◆ INSTRUCTIONS FOR THE TASK
Everything from the line containing "PR #1765, opened 2024-08-09" through the line containing "determines whether to" should be repeated exactly, and nothing else from the data.

===============

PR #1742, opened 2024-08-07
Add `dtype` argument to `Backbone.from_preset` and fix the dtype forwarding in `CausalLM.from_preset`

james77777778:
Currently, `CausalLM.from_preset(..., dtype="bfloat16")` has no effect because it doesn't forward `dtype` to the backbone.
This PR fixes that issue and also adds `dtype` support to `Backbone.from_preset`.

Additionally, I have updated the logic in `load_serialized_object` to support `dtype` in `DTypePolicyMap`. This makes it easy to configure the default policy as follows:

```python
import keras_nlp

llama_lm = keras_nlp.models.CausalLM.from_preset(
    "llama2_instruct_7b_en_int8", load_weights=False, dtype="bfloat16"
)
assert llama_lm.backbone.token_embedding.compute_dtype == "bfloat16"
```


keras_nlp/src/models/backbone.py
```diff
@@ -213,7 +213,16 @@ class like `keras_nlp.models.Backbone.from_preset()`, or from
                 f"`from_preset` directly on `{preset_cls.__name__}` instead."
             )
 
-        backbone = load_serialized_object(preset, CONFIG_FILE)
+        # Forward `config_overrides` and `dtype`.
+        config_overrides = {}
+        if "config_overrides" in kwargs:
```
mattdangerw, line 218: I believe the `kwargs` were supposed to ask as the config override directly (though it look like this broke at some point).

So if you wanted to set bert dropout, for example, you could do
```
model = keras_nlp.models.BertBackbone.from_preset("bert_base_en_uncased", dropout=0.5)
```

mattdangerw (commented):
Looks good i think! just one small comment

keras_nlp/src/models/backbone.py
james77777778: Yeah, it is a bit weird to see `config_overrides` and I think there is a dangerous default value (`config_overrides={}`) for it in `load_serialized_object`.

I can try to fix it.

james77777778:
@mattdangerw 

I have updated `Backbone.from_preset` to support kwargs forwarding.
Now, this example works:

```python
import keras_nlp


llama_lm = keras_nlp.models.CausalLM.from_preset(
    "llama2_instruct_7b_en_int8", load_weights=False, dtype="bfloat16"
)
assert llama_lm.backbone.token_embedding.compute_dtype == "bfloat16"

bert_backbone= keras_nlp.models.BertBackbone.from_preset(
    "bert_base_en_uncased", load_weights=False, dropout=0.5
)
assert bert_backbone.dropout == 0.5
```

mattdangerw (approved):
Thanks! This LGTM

===============

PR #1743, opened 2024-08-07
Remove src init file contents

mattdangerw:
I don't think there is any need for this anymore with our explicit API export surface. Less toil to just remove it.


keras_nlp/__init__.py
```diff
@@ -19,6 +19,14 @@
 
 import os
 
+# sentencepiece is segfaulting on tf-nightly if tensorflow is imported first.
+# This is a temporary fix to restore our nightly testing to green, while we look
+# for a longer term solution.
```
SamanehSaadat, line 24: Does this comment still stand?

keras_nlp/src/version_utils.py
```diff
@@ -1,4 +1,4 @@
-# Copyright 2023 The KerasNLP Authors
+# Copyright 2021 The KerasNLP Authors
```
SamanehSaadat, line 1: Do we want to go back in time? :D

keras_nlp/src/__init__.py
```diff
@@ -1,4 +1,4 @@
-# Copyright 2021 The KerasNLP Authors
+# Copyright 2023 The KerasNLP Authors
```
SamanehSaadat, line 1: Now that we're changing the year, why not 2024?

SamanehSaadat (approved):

===============

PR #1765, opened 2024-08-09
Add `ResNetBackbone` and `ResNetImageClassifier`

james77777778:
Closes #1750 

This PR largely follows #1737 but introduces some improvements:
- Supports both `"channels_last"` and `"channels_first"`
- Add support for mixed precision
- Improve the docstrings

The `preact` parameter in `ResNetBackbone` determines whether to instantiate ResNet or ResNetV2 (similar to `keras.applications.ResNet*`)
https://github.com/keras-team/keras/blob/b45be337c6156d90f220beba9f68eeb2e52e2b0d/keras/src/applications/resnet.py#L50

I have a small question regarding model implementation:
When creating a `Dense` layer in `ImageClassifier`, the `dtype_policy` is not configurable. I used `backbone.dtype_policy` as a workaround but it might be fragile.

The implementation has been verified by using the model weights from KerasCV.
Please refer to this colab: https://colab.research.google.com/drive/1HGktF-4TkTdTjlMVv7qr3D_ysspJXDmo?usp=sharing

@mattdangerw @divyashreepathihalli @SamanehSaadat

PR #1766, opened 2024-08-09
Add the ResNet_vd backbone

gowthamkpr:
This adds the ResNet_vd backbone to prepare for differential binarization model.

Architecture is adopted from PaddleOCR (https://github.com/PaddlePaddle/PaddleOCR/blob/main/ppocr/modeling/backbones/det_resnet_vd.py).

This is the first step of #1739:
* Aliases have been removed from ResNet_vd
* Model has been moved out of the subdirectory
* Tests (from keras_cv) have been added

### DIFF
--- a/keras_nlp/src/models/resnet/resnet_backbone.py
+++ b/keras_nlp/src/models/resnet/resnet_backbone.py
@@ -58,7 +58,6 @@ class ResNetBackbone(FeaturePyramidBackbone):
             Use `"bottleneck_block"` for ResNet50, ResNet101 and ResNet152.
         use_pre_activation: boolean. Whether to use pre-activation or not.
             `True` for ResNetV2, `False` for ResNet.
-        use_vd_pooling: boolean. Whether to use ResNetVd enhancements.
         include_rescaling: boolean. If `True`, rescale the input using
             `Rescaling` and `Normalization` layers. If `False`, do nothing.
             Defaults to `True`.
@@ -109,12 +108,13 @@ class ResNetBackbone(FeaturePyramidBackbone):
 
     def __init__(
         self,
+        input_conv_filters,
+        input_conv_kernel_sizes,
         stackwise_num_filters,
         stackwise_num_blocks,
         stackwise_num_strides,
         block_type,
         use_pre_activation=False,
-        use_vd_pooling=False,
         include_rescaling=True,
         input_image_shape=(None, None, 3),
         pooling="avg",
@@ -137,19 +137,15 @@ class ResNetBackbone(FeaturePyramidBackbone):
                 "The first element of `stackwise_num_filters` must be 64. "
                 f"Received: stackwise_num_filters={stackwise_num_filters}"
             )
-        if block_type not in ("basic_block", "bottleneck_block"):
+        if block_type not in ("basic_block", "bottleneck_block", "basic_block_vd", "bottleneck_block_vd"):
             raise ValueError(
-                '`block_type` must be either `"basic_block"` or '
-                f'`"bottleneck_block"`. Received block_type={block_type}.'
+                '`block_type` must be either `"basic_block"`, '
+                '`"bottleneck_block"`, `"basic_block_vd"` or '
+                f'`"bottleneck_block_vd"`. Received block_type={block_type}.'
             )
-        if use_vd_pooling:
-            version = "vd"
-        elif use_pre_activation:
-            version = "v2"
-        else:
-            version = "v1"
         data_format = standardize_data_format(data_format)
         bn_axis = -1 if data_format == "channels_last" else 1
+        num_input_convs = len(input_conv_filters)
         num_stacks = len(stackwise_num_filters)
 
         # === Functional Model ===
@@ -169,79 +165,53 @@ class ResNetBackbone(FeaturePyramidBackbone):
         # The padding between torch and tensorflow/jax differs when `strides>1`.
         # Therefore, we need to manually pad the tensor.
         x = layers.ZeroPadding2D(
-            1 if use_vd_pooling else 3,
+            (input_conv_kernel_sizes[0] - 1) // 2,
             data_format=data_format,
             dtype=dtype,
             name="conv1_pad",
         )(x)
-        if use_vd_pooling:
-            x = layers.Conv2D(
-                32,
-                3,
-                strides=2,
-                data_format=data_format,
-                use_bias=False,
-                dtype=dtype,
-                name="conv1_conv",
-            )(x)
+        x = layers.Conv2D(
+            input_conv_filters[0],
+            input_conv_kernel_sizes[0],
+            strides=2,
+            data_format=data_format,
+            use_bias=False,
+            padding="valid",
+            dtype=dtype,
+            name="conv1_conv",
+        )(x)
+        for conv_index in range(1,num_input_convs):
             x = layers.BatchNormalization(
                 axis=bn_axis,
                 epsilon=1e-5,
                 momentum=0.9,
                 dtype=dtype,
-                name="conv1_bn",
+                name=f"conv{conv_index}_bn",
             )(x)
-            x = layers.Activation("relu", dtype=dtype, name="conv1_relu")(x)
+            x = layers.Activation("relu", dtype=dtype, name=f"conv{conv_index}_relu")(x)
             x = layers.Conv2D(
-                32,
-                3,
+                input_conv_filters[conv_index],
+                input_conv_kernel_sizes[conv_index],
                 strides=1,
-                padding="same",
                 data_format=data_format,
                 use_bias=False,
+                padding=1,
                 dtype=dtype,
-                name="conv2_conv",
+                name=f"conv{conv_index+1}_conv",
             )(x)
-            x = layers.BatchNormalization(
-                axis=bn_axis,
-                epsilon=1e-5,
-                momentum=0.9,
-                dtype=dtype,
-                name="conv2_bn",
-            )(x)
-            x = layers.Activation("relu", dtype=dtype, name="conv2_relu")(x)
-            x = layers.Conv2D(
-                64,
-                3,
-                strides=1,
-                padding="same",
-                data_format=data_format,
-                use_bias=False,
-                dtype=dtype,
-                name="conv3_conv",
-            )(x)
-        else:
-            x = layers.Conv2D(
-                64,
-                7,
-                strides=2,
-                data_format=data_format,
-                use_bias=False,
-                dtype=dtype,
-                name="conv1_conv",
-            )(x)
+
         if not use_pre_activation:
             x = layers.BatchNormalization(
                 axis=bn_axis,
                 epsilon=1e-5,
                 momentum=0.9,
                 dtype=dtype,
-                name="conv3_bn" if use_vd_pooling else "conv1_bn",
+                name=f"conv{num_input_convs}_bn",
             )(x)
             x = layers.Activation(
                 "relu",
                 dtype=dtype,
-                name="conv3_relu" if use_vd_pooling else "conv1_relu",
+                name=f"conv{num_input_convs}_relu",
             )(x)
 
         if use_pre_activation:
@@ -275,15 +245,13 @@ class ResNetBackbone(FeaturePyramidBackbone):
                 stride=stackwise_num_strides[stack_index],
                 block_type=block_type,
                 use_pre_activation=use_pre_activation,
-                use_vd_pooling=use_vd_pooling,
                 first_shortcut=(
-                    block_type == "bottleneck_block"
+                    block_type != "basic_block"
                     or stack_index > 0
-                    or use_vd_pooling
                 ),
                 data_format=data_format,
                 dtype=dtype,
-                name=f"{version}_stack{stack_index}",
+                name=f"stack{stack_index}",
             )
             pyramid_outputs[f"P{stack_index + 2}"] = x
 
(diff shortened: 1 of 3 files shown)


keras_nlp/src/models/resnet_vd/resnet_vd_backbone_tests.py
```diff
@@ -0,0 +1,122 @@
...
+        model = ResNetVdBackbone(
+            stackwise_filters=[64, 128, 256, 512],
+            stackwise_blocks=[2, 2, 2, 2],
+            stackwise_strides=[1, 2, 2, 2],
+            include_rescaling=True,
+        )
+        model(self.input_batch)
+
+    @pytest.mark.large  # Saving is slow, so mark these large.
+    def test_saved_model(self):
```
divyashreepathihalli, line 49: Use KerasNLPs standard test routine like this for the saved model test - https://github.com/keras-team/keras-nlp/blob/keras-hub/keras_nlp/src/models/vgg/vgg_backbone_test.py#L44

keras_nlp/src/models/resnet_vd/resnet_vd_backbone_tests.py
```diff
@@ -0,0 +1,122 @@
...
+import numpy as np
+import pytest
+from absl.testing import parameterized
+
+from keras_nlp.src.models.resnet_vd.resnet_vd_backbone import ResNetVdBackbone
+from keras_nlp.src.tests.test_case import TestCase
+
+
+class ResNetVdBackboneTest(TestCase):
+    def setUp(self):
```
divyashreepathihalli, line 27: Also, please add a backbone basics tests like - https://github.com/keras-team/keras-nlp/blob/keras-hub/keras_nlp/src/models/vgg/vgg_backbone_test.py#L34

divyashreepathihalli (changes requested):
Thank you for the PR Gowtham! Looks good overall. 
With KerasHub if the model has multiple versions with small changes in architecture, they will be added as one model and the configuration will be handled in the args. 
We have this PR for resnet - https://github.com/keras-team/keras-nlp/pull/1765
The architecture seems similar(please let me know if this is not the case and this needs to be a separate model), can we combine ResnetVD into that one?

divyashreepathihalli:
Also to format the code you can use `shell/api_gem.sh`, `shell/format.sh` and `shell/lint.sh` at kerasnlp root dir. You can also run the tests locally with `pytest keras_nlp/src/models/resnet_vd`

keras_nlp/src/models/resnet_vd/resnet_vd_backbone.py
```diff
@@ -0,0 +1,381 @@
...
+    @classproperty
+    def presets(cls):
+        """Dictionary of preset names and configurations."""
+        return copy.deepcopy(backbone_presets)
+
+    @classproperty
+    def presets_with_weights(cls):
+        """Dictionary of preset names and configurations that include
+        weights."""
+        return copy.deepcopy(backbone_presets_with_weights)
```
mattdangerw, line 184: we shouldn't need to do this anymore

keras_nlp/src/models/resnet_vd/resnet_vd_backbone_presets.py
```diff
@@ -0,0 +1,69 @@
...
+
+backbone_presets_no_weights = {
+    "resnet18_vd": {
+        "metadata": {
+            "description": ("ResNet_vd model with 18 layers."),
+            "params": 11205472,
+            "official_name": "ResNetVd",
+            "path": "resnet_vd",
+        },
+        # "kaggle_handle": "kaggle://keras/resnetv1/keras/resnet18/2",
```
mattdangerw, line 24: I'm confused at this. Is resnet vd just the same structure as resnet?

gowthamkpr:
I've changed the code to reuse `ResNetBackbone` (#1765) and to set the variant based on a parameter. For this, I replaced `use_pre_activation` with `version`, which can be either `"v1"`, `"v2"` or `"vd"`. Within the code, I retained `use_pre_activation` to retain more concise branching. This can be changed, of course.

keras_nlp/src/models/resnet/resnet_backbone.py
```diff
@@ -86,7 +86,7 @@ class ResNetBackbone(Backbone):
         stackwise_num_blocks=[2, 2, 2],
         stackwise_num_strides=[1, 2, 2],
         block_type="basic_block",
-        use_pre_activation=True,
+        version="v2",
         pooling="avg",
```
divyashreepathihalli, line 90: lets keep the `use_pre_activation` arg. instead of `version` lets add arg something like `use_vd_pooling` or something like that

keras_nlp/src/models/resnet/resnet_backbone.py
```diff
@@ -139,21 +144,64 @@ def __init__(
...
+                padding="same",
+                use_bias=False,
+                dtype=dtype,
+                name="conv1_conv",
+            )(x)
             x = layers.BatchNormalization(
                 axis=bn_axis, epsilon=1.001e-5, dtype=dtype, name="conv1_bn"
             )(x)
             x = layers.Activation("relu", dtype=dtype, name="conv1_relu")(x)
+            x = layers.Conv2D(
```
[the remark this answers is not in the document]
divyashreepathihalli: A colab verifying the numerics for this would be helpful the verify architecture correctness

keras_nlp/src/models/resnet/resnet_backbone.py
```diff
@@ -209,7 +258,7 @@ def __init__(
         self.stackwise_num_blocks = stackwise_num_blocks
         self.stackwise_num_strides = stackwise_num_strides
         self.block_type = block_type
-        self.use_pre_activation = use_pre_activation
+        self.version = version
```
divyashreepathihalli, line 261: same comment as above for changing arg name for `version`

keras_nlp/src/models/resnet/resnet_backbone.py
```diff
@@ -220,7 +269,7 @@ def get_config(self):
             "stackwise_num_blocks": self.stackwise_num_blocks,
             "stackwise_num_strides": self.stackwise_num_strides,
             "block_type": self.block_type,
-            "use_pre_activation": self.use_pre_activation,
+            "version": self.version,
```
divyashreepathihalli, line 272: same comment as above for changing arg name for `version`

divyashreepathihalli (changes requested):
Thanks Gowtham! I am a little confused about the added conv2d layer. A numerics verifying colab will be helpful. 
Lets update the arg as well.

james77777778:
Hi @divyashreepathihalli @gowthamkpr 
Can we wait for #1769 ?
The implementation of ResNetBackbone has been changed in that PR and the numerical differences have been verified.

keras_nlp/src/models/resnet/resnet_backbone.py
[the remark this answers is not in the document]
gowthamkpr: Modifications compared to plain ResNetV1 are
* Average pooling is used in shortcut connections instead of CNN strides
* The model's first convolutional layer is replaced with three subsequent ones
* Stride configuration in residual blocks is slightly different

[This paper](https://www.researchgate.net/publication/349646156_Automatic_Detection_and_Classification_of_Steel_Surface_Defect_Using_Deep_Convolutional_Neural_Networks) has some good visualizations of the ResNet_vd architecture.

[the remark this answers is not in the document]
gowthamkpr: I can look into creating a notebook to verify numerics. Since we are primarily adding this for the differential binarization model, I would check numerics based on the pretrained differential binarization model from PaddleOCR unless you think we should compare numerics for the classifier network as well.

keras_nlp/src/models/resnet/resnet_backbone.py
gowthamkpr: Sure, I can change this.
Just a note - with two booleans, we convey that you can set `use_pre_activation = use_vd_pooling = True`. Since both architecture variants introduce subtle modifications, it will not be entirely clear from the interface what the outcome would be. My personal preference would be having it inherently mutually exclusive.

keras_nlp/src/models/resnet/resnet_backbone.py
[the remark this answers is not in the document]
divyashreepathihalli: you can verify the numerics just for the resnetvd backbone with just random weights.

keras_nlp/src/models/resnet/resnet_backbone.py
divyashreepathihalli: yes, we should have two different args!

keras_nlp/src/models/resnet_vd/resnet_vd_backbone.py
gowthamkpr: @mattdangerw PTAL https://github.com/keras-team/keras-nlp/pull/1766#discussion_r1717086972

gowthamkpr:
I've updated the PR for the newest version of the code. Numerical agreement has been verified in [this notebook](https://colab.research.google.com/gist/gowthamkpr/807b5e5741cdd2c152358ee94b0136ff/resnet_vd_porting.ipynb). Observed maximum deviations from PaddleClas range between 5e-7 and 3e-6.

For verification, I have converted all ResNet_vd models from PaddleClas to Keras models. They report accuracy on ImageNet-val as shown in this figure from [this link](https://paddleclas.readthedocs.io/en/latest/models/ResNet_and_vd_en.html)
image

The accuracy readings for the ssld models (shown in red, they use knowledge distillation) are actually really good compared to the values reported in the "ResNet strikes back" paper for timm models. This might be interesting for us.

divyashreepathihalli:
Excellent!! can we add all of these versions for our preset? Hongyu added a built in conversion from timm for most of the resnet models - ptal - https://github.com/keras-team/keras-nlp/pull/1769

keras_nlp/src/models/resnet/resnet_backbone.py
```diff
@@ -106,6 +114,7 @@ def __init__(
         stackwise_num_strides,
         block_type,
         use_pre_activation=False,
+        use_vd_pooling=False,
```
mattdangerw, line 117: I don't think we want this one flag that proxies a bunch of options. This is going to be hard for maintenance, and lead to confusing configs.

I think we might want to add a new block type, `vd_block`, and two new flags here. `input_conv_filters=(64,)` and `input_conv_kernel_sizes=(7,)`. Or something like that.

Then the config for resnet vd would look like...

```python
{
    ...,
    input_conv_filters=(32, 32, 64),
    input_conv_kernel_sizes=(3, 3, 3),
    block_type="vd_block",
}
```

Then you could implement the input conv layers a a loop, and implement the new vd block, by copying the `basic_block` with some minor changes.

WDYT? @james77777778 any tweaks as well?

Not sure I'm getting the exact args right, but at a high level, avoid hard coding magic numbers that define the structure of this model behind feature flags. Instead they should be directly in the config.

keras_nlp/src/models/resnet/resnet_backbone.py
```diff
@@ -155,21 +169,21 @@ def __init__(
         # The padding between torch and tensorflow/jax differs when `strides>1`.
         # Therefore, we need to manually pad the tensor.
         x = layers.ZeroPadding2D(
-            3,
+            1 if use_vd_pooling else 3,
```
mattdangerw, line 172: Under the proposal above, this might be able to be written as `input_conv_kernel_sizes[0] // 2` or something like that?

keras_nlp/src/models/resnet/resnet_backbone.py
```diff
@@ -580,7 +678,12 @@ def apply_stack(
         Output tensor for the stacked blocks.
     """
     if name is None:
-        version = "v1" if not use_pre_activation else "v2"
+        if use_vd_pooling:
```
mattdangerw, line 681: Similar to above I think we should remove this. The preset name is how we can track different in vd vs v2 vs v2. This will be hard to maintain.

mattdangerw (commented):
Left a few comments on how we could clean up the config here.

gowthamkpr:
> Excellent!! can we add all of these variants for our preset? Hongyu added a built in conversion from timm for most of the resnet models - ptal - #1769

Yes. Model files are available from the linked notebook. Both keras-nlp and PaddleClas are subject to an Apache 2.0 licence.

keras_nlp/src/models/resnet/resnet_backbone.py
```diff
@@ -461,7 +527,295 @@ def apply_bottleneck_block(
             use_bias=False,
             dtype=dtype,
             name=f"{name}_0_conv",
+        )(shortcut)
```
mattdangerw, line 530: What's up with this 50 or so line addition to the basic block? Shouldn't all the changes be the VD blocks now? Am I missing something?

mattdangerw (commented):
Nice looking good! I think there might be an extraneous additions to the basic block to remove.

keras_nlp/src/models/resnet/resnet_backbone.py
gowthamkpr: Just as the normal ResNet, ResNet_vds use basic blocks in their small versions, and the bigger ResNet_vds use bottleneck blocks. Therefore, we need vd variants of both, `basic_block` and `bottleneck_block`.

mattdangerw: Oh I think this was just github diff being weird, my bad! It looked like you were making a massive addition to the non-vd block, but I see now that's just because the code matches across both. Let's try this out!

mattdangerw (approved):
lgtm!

===============

◆ YOUR SOLUTION
PR #1765, opened 2024-08-09
Add `ResNetBackbone` and `ResNetImageClassifier`

james77777778:
Closes #1750 

This PR largely follows #1737 but introduces some improvements:
- Supports both `"channels_last"` and `"channels_first"`
- Add support for mixed precision
- Improve the docstrings

The `preact` parameter in `ResNetBackbone` determines whether to instantiate ResNet or ResNetV2 (similar to `keras.applications.ResNet*`)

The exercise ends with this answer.